# FAST canter, head down, buck. YIKES!



## BexEsmee (Jan 30, 2012)

*Hi there, I got my first horse four months ago. She's a 4yo cob, 14.2hh.*
Things are going really well for us, only now I've started hacking with friends and not the school rides. I remember the first and only time I cantered with her back just a week before I got her. Since I have stuck to walk and trot.
I guess its just the fear over the last four months building up. But when I cantered her that time, it was awkward but I seemed to think it was fun. However, each time I even contemplate cantering, I get image of a massive buck at transition, cantering so fast that the horse in front of me is my only stopper, and her head being so low that I constantly think she's going to buck. The thought scares me, though at the time I was fine.*
I've been sticking to walking and trotting over the past four months just out of utter fear.
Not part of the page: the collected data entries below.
PR #3560, opened 2022-05-26
Add type annotation to priority attribute

MarcSkovMadsen:
Fixes type errors when trying to inherit from a Panel class and setting the `priority`.

image

### DIFF
--- a/panel/pane/alert.py
+++ b/panel/pane/alert.py
@@ -3,8 +3,9 @@ Bootstrap inspired Alerts
 
 See https://getbootstrap.com/docs/4.0/components/alerts/
 """
-import param
+from typing import Union
 
+import param
 from panel.pane.markup import Markdown
 
 ALERT_TYPES = ["primary", "secondary", "success", "danger", "warning", "info", "light", "dark"]
@@ -24,7 +25,7 @@ class Alert(Markdown):
 
     alert_type = param.ObjectSelector("primary", objects=ALERT_TYPES)
 
-    priority: float | bool | None = 0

However, now that me and my friends are going out more, they canter a llot and I don't want to drag them down with my lack of confidence.*
The thing is, I used to canter every week before I got her and I miss it. I just wish there was a way to get past the mental block and canter with my friends.
Anyone know any methods to slow her down, get her head up and minimize bucking, especially at transition from trot to canter.
A new bit nor trainer are not options unfortunately. Reason being she has just been put on a new bit and there are not trainers nearby. She hates riding alone. I always go behind someone when I ride. Also, I',
M not able *to go into the arena to canter s she lacks confidence in there (again, she is alone) she isn n pain, had her checked. Maybe just excitable, but its really getting me down. I feel so left out!*
I'm fourteen, been riding for seven years and we have a strong bond already. Its just this ne obstacle. Any advice would be much appreciated! Thanks!
*
Sorry if spelling/punctuation is bad, on ipad and its being awkward. Can't see what I'm typing XD


----------



## phantomhorse13 (Feb 18, 2011)

my initial reaction to this is that if she/you aren't comfortable in the ring to be cantering, doing so out on trail isn't a great idea right now.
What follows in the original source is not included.